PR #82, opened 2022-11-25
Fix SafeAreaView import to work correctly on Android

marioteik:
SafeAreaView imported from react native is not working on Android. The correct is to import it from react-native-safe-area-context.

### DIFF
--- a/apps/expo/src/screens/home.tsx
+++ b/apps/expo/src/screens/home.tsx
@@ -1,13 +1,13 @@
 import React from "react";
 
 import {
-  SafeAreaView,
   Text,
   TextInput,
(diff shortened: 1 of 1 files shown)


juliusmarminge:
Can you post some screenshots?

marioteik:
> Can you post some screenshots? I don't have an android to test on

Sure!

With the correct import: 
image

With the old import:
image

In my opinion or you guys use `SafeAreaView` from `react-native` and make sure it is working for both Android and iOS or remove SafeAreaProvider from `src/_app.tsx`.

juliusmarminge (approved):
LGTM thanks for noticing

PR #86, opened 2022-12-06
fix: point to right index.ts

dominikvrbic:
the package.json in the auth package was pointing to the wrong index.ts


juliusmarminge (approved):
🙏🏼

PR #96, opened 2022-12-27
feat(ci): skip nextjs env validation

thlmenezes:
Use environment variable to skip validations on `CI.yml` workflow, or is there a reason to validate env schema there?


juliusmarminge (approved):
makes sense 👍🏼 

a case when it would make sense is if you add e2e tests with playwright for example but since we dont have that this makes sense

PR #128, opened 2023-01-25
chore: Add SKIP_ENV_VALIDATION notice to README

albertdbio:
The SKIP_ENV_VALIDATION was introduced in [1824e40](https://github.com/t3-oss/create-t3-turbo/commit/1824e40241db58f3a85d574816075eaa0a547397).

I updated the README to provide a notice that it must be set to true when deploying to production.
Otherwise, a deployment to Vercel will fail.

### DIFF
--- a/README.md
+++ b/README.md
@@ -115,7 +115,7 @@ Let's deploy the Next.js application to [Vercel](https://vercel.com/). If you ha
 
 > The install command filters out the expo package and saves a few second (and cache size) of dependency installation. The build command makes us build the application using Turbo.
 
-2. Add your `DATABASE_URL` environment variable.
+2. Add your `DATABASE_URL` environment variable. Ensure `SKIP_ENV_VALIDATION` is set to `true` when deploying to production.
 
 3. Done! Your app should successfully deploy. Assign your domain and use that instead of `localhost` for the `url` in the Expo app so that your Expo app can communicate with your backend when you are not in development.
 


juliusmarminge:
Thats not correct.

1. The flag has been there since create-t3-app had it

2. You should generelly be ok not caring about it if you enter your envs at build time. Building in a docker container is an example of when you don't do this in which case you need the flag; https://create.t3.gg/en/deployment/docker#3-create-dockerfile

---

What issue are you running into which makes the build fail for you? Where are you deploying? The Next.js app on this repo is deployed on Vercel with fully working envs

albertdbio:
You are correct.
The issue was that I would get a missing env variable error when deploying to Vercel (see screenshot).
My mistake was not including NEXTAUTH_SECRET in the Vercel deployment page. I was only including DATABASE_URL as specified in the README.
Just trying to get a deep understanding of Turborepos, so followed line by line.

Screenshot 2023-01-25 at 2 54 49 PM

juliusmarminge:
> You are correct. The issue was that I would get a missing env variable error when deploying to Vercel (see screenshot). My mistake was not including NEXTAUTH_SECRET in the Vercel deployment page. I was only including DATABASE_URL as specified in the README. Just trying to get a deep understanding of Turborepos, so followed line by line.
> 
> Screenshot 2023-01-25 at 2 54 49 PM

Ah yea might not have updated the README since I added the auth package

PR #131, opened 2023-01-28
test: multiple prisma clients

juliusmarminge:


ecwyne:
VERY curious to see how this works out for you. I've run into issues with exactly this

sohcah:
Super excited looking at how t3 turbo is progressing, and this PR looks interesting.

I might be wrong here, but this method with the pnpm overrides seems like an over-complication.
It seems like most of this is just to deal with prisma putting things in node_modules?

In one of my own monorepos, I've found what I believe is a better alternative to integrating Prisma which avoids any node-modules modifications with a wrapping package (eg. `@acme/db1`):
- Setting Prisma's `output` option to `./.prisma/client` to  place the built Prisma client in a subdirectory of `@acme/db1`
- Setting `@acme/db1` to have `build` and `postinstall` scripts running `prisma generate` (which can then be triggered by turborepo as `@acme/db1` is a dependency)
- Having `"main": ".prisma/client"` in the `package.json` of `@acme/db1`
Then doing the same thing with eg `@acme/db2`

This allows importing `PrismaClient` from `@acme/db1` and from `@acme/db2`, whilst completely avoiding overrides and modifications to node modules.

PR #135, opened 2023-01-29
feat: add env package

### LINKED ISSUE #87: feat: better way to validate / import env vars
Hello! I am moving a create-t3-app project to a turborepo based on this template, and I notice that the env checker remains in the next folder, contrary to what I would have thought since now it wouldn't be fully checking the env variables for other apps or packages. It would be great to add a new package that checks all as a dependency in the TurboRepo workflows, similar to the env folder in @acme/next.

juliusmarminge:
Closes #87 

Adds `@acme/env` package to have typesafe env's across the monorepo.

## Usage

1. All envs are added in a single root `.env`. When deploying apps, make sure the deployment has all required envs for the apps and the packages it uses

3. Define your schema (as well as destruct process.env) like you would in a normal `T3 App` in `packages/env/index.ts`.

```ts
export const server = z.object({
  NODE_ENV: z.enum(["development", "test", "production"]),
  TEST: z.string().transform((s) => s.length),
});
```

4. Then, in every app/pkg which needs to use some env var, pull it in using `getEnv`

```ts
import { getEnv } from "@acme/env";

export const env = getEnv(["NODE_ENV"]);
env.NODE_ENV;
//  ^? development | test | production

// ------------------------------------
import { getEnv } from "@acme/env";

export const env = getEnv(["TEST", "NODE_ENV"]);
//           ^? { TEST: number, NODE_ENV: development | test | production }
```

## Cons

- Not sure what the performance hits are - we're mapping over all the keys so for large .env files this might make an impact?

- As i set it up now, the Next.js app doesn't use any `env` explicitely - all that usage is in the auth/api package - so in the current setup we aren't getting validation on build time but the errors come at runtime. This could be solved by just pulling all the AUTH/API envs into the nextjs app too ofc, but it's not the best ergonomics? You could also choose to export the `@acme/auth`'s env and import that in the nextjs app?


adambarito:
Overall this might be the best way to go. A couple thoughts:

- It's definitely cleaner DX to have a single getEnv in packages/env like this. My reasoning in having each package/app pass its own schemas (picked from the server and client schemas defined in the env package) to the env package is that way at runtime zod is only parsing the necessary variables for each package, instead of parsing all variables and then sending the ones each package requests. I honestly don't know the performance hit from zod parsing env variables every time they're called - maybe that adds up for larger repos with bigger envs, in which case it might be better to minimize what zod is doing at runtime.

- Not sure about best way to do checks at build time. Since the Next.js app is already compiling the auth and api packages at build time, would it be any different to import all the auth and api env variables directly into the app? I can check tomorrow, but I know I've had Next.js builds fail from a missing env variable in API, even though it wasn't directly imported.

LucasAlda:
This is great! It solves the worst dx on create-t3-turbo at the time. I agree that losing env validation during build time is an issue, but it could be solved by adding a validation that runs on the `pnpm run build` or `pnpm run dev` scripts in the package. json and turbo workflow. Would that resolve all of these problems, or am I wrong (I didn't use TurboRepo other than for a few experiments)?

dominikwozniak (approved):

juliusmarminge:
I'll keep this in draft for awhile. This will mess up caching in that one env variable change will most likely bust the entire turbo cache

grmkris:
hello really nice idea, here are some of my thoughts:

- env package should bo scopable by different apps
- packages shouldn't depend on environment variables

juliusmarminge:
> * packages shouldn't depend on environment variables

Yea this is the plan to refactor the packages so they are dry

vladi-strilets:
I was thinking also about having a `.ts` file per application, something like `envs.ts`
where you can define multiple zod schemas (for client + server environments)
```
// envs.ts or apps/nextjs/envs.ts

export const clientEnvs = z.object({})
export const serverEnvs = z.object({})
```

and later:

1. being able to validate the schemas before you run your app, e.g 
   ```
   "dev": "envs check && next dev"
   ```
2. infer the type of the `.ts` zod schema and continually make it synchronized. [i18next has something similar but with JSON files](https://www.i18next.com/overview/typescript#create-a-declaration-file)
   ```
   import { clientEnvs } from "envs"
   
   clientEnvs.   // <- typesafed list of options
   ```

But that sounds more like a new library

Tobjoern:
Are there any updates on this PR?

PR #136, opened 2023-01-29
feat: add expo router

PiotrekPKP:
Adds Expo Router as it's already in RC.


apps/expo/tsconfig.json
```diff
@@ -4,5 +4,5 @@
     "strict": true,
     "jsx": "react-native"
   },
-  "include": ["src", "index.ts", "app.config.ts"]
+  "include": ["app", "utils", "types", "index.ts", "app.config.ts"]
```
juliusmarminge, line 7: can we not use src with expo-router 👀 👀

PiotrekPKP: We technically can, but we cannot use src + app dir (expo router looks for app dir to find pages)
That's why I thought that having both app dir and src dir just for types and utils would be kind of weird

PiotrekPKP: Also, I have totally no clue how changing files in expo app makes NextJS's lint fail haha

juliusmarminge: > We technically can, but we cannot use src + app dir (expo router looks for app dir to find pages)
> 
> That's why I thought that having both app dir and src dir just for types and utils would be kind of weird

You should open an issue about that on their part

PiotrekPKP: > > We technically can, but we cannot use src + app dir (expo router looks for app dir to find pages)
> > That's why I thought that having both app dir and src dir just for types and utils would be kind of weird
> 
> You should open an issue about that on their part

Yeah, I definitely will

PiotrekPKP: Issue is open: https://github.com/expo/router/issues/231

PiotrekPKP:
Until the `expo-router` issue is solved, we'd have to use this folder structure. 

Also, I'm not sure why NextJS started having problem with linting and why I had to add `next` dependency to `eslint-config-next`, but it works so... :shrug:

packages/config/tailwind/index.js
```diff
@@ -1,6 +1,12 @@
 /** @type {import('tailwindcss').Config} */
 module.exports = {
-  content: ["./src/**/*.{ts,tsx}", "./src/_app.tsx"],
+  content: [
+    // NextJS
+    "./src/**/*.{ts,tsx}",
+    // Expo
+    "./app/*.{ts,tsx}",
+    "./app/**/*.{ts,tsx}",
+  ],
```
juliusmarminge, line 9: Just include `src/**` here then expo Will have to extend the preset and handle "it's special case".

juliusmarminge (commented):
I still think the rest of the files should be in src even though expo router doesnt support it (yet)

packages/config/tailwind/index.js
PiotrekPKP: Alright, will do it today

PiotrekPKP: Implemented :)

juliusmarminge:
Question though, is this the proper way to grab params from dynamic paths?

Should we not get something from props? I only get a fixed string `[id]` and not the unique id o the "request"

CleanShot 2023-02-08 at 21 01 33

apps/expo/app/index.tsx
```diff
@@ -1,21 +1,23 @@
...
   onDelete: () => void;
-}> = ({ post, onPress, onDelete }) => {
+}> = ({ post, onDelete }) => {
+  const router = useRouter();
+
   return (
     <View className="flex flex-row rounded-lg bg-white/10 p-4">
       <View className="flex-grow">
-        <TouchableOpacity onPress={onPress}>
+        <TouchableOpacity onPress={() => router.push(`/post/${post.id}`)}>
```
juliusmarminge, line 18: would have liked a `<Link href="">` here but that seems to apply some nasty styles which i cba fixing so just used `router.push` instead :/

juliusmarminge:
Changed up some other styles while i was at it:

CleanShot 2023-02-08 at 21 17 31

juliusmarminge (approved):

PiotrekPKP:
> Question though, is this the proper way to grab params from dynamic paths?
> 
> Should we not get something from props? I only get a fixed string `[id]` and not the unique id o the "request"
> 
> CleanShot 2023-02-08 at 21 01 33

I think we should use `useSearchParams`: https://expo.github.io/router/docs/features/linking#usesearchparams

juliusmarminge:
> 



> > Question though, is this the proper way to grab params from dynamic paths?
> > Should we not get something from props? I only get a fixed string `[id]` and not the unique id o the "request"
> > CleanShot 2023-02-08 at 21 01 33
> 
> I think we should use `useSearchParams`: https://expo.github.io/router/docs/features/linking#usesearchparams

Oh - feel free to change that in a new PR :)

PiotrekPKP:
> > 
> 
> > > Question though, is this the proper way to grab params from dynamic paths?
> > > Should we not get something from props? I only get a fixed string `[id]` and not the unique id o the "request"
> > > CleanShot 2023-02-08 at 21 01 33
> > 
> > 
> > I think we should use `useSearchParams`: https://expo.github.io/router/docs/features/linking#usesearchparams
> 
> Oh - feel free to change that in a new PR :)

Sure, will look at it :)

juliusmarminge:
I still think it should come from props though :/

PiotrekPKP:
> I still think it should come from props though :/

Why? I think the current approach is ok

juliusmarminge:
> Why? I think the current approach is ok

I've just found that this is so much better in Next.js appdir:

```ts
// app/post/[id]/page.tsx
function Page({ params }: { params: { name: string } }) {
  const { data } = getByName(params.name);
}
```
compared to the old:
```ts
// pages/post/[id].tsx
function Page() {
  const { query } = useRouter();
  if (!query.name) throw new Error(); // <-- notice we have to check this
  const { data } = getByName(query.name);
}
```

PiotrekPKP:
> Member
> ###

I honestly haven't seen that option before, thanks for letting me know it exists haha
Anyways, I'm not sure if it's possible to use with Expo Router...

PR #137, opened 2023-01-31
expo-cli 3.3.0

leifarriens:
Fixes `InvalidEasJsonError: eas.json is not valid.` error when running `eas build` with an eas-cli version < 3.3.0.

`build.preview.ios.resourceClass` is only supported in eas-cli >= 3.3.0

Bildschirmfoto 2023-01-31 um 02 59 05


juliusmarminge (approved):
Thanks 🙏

◇ ◇ ◇ ◇ ◇

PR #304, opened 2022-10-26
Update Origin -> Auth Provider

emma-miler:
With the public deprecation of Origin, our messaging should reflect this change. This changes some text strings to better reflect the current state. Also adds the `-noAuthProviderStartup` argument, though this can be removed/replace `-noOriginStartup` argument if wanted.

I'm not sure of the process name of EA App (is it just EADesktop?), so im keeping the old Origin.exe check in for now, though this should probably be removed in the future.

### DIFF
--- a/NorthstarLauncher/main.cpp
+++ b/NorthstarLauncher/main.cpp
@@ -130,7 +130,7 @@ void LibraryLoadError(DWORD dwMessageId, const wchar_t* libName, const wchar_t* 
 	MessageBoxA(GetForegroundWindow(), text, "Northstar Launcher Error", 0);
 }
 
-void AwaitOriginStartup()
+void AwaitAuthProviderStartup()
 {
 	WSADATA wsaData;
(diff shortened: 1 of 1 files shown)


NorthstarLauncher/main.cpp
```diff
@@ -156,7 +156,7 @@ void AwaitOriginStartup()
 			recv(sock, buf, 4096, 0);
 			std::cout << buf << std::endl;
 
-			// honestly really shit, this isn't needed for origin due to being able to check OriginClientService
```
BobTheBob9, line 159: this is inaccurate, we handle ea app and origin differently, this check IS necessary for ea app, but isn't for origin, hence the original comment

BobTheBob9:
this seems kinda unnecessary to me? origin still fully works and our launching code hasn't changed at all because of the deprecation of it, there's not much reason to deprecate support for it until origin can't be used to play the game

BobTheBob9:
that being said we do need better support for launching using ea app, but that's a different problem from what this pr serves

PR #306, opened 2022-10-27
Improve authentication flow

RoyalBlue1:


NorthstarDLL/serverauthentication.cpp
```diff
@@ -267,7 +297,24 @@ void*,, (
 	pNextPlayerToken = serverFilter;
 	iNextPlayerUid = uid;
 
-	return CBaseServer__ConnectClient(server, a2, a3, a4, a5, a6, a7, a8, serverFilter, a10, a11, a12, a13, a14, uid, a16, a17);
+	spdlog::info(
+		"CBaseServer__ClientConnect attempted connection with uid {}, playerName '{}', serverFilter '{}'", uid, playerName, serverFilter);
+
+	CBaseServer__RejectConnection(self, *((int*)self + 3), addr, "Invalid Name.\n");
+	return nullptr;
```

◇ ◇ ◇ ◇ ◇

Problem to work on: Copy out only the lines above from the one with "PR #82, opened 2022-11-25" to the one with "PR #96, opened 2022-12-27", inclusive, exactly as they stand.

Result of this exercise:
PR #82, opened 2022-11-25
Fix SafeAreaView import to work correctly on Android

marioteik:
SafeAreaView imported from react native is not working on Android. The correct is to import it from react-native-safe-area-context.

### DIFF
--- a/apps/expo/src/screens/home.tsx
+++ b/apps/expo/src/screens/home.tsx
@@ -1,13 +1,13 @@
 import React from "react";
 
 import {
-  SafeAreaView,
   Text,
   TextInput,
(diff shortened: 1 of 1 files shown)


juliusmarminge:
Can you post some screenshots?

marioteik:
> Can you post some screenshots? I don't have an android to test on

Sure!

With the correct import: 
image

With the old import:
image

In my opinion or you guys use `SafeAreaView` from `react-native` and make sure it is working for both Android and iOS or remove SafeAreaProvider from `src/_app.tsx`.

juliusmarminge (approved):
LGTM thanks for noticing

PR #86, opened 2022-12-06
fix: point to right index.ts

dominikvrbic:
the package.json in the auth package was pointing to the wrong index.ts


juliusmarminge (approved):
🙏🏼

PR #96, opened 2022-12-27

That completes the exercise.